Тогда Юлиан воскликнул громко, и голос его раздался в тишине ночи, подобно крику смертельной боли:
— Кто же Он? Кто Он? Зачем Он не отвечает, когда мы зовем? Как Его имя? Я хочу знать Его, слышать и видеть! Зачем Он бежит от моей мысли? Где Он?
— Дитя, что значит мысль перед Ним? Ему нет имени: Он таков, что мы умеем сказать лишь то, чем Он не должен быть, а то, что Он есть, мы не знаем. Но разве ты можешь страдать и не хвалить Его? разве ты можешь любить и не хвалить Его? разве ты можешь проклинать и не хвалить Его? Создавший все, сам Он — ничто из всего, что создал. Когда ты говоришь: Его нет, ты воздаешь Ему не меньшую хвалу, чем если молвишь: Он есть.
О Нем ничего нельзя утверждать, ничего-ни бытия, ни сущности, ни жизни, ибо Он выше всякого бытия, выше всякой сущности, выше всякой жизни. Вот почему я сказал, что Он-отрицание мира, отрицание мысли твоей.
Отрекись от сущего, от всего, что есть — и там, в бездне бездн, в глубине несказанного мрака, подобного свету, ты найдешь Его. Отдай Ему и друзей, и родных, и отчизну, и небо, и землю, и себя самого, и свой разум. Тогда ты уже не увидишь света, ты сам будешь свет. Ты не скажешь: Он и Я; ты почувствуешь, что Он и Ты-одно.
И душа твоя посмеется над собственным телом, как над призраком. Тогда— молчание; тогда не будет слов. И если мир в это мгновение рушится, ты будешь рад, потому что зачем тебе мир, когда ты останешься с Ним? Душа твоя не будет желать, потому что Он не желает, она не будет жить, потому что Он выше жизни, она не будет мыслить, потому что Он выше мысли. Мысль есть искание света, а Он не ищет света, потому что сам Он — Свет. Он проникает всю душу и претворяет ее в Себя. И тогда, бесстрастная, одинокая, покоится она выше разума, выше добродетели, выше царства идей, выше красоты — в бездне, в лоне Отца Светов. Душа становится Богом, или, лучше сказать, только вспоминает, что во веки веков она была, и есть, и будет Богом…

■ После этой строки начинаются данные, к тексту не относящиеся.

PR #1251, opened 2024-03-08
Add ValueList functionality

misael86:
Added different styles based on the design library.

image


splashdust:
Hey @misael86, since [Grouped List](https://sebgroup.github.io/green/latest/react/?path=/docs/components-grouped-list--page) have been added to Green Core, we've come to the conclusion that the React version should be deprecated and not receive further updates. I've opened a new PR (#1283) to reflect this change.

With that I will close this one, but nevertheless, big thanks for contributing to Green. PRs like this are always highly appreciated! 💚

PR #1257, opened 2024-03-14
fix: tokens now builds correctly after install

vsjolander:
By setting matching versions in package.json we don't get a local node_modules in the `tokens` package.


splashdust:
@vsjolander I think these dependencies should not be in this packages json at all though, since they are not run-time dependencies of the package.
They are only used when building, so they only need to be dependencies of the mono-repo.

vsjolander:
@splashdust yes you are correct. 

I think my idea was that when installing the package you could use it to build your own required output but since I don't include the src that's not possible :D

Removed the dependencies all together from the lib package.json.

splashdust (approved):
💯

PR #52, opened 2021-07-30
Introduce rapids_cpm_<preset>

### LINKED ISSUE #32: [FEA] Add `rapids_cpm_<PackageName>` for common packages

Issue was first brought in discussion: https://github.com/rapidsai/rmm/pull/800#discussion_r651347909

The main ask is for a common shared formula for common dependencies of projects such as:

- Thrust
- GTest
- GBench
- SpdLog

The solution is to provide a limited number of high value packages in the `rapids/cpm` namespace. These packages would use the following template. This template allows for dependency tracking, but enforces a consistent version of dependencies across all consumers.

```
  rapids_cpm_<PackageName>( [BUILD_EXPORT_SET <export-name>]
                            [INSTALL_EXPORT_SET <export-name>]                  
                          )
```

The initial version will limit it self to only support GTest, GBench, SpdLog, and Thrust. Thrust will be added without the patches used by `cudf` initially and we can determine separately if those patches should be applied for all RAPIDS projects.

For packages that aren't as widely used the recommend approach is to continue to use `rapds_cpm_find`.

robertmaynard:
Requires https://github.com/rapidsai/rapids-cmake/pull/48 and https://github.com/rapidsai/rapids-cmake/pull/51

Adds rapids_cpm_<PackageName> for common packages

Fixes #32

The following packages are now are easier to user for RAPIDS projects
as rapids-cmake offers a pre-configured setup for each project.

-   GTest
-   NVBench
-   RMM
-   SpdLog
-   Thrust

On top of providing a consistent version of these packages to all RAPIDS projects, rapids-cmake now is able to deduce when these projects should also be installed.

```cmake

rapids_cpm_gtest(BUILD_EXPORT_SET myproject)
rapdis_cpm_rmm(BUILD_EXPORT_SET myproject
               INSTALL_EXPORT_SET myproject)
```
Given the above snippet when RMM is built as a subcomponent of `myproject` it will be installed as well. This is done since
RMM is part of the INSTALL export set, and therefore must be available from an installed version of `myproject`.


rapids-cmake/cpm/thrust.cmake
```diff
@@ -0,0 +1,78 @@
...
+function(rapids_cpm_thrust NAMESPACE namespaces_name)
+  list(APPEND CMAKE_MESSAGE_CONTEXT "rapids.cpm.thrust")
+
+  set(to_install OFF)
+  if(INSTALL_EXPORT_SET IN_LIST ARGN)
+    set(to_install ON)
+  endif()
+
+  include("${rapids-cmake-dir}/cpm/find.cmake")
+  rapids_cpm_find(Thrust 1.12.0 ${ARGN}
```
dantegd, line 66: It would be tricky to have a central config file to control the versions of non rapids branch naming projects, but it'd be useful to have a readme with a list of the dependencies and versions, particularly if we put more of them here, to be sure they are synced with integration, conda recipes, etc. What do you think?

robertmaynard: I agree

How about something like a json file in the cpm directory that listed all the project url and branch?

rapids-cmake and the docs could both reference it to maintain a single source of truth

dantegd: That sounds like a great solution!

robertmaynard: What I am thinking is something like:

```
{
  "GTest" : {
    "version" : "1.10",
    "git_url" : "https://github.com/google/googletest.git",
    "git_tag" : "release-{version}",
  },
  "nvbench" : {
    "version" : "0.0",
    "git_url" : "https://github.com/NVIDIA/nvbench.git",
    "git_tag" : "main",
  },
  "rmm" : {
    "version" : "rapids-cmake-version",
    "git_url" : "https://github.com/rapidsai/rmm.git",
    "git_tag" : "branch-{version}",
  },
  "spdlog" : {
    "version" : "1.8.5",
    "git_url" : "https://github.com/gabime/spdlog.git",
    "git_tag" : "v{version}",
  },
  "Thrust" : {
    "version" : "1.12.0",
    "git_url" : "https://github.com/NVIDIA/thrust.git",
    "git_tag" : "{version}",
  },
}

```

I am still trying to figure out how best to match `rmm` version to the current rapids calver, so for now I have used a placeholder ( rapids-cmake-version ).

Any thoughts?

robertmaynard: I have updated the PR with an initial implementation that has everything working based on a json file  ( https://github.com/rapidsai/rapids-cmake/pull/52/files#diff-695faffc4b8bc9bc2b2fb2f4c3958c279c2d01744eeead1a30dedd1ead81eb6c )

I still have to do the following:

- Reference the json versions in each packages documentation
- Formally document the versions.json file and what magic placeholders are supported

rapids-cmake/cpm/gtest.cmake
```diff
@@ -0,0 +1,81 @@
...
+  include("${rapids-cmake-dir}/cpm/detail/package_details.cmake")
+  rapids_cpm_package_details(GTest version repository tag)
+
+  include("${rapids-cmake-dir}/cpm/find.cmake")
+  rapids_cpm_find(GTest ${version} ${ARGN}
+                  GLOBAL_TARGETS GTest::gtest GTest::gmock GTest::gtest_main GTest::gmock_main
+                  CPM_ARGS
+                  GIT_REPOSITORY ${repository}
+                  GIT_TAG ${tag}
+                  GIT_SHALLOW TRUE
```
dantegd, line 67: won't `GIT_SHALLOW` shallow being `TRUE` interfere with the ability of setting any commit hash in the json file? Setting it to false would give us more flexibility, no?

dantegd (commented):
The JSON file approach looks really good! Had one question about the fetching

rapids-cmake/cpm/gtest.cmake
robertmaynard: Since it is always combined with a tag it will do a shallow checkout at the tip of that tag/branch.

robertmaynard: Ohh I see what you mean, any arbitrary `hash` value for the GIT_TAG.

Yes in those case we need a shallow equals false. I think the best approach is to extend the json spec to include 
`git_shallow` boolean field with the default being `true`

robertmaynard: I have updated the PR with the optional `git_shallow` field

dantegd (approved):
Looks great with the added field for the json file!

docs/packages/rapids_cpm_versions.rst
```diff
@@ -0,0 +1,63 @@
...
+
+    Supports the following placeholders:
+        - ``${rapids-cmake-version}`` will be evulated to 'major.minor' of the current rapids-cmake cal-ver value.
+        - ``${version}`` will be evulated to the contents of the ``version`` field.
+
+``git_shallow``
+
+    An optional boolean value that represents if we should do a shallow git clone
+    or not. If no such field exists the default is `git_shallow : true`
+
```
kkraus14, line 56: I think we need the ability to patch things as well, i.e. https://github.com/rapidsai/cudf/blob/branch-21.10/cpp/cmake/thirdparty/CUDF_GetThrust.cmake#L33

robertmaynard: I think that is worth doing as a followup Issue/Feature discussion and PR. 

As you are aware since cudf patches thrust it doesn't install it in the default location, which is what this change does. I am hesitant to install a modified Thrust in the 'default' location as that could cause confusion to users ( potential compile time or performance differences ). But once we resolve where patched versions of projects should be installed, this will be required.

robertmaynard:
rerun tests

robertmaynard:
@gpucibot merge

PR #54, opened 2021-08-04
rapids_find_package propagates variables from find_package

### LINKED ISSUE #53: [BUG] rapids_find_package needs to be a macro
**Describe the bug**

Currently `rapids_find_package` is a function and therefore doesn't propagate any variables set by the underlying
`find_package` call. This is problematic when projects want to use variables such as `<PROJECT_FOUND>` or `<PROJECT>_INCLUDE_DIRS`.

**Expected behavior**
Switching `rapids_find_package` over to being a macro will resolve the above issues. 

Since macros don't induce scope we will need to make sure the following occur:
 - All local variables are prefixed with `_rapids`, so we don't clobber any existing local variable
 - All local variables are unset at the end of the macro

** Notes **

Issue found when porting cudf to rapids-cmake

robertmaynard:
Fixes #53

The conversion of `rapids_find_package` to being a macro instead of a function allows it to properly propagate both common `find_package` variables and uncommon ones ( CUDAToolkit_LIBRARY_ROOT ).

### DIFF
--- a/rapids-cmake/find/package.cmake
+++ b/rapids-cmake/find/package.cmake
@@ -35,8 +35,9 @@ tracking of these dependencies for correct export support.
                         all normal find_package options ]
                       )
 
-Generate a :cmake:command:`find_package` call and associate this with the listed
-build and install export set for correct export generation.
+Invokes :cmake:command:`find_package` call and associate this with the listed
+build and install export set for correct export generation. Will propagate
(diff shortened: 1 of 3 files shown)


dantegd (approved):

kkraus14 (approved):

robertmaynard:
@gpucibot merge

Такова, сын мой, жизнь олимпийцев, такова жизнь людей богоподобных и мудрых: отречение от всего, что есть в мире, презрение к земным страстям, бегство души к Богу, которого она видит лицом к лицу.
Он умолк, и Юлиан упал к его ногам, не смел прикоснуться к ним, и только целовал землю, которой ноги святого касались. Потом ученик поднял лицо и заглянул в эти странные зеленые глаза, в которых сияла разоблаченная тайна «змеиной» мудрости; они казались спокойнее и глубже неба: как будто изливалась из них святая сила.
Юлиан прошептал:
— Учитель, ты можешь все. Верую! Прикажи горам — горы сдвинутся. Будь, как Он! Сделай чудо! Сотвори невозможное! Помилуй меня! Верую, верую!..
— Бедный сын мой, о чем ты просишь? То чудо, которое может совершиться в душе твоей, разве не больше всех чудес, какие я могу сотворить? Дитя мое, разве не страшное и не благодатное чудо — та власть, во имя которой ты смеешь сказать: Он есть, а если нет Его, все равно,-Он будет. И ты говоришь: Да будет Он-я так хочу!
Когда учитель и ученик, возвращаясь с прогулки, проходили Панормос, многолюдную гавань Эфеса, они заметили необычайное волнение.
Многие бежали по улицам, махали пылающими смоля— ными факелами и кричали: — Христиане разрушают храмы! Горе нам! Другие:
— Смерть олимпийским богам! Астарта побеждена Христом!
Ямвлик думал пройти пустынными переулками. Но бегущая толпа увлекла их по набережной Каистра, мимо капища Артемиды Эфесской. Великолепный храм, создание Динократа, стоял, как твердыня, суровые темный и незыб— лемый, выделяясь на звездном небе. Отблеск факелов дрожаЛ на исполинских столбах с маленькими кариатидами вместо подножий. Не только вся Римская империя, но и все народы земли чтили эту святыню. Кто-то в толпе закричал неуверенно: — Велика Артемида Эфесская! Ему ответили сотни голосов:
— Смерть олимпийским богам и твоей Артемиде! Над черным зданием городской оружейной палаты подымалось кровавое зарево.
Юлиан взглянул на божественного учителя и не узнал его. Ямвлик опять превратился в робкого, больного старика. Он жаловался на головную боль, высказывал страх, что ночью начнется ломота, что служанка забыла приготовить припарки. Юлиан отдал учителю верхний плащ. Но ему было все-таки холодно. С болезненным выражением лица затыкал он уши, чтобы не слышать уличного крика и хохота. Ямвлик больше всего в мире боялся толпы; говорил, что нет глупее и отвратительнее беса, чем дух народа.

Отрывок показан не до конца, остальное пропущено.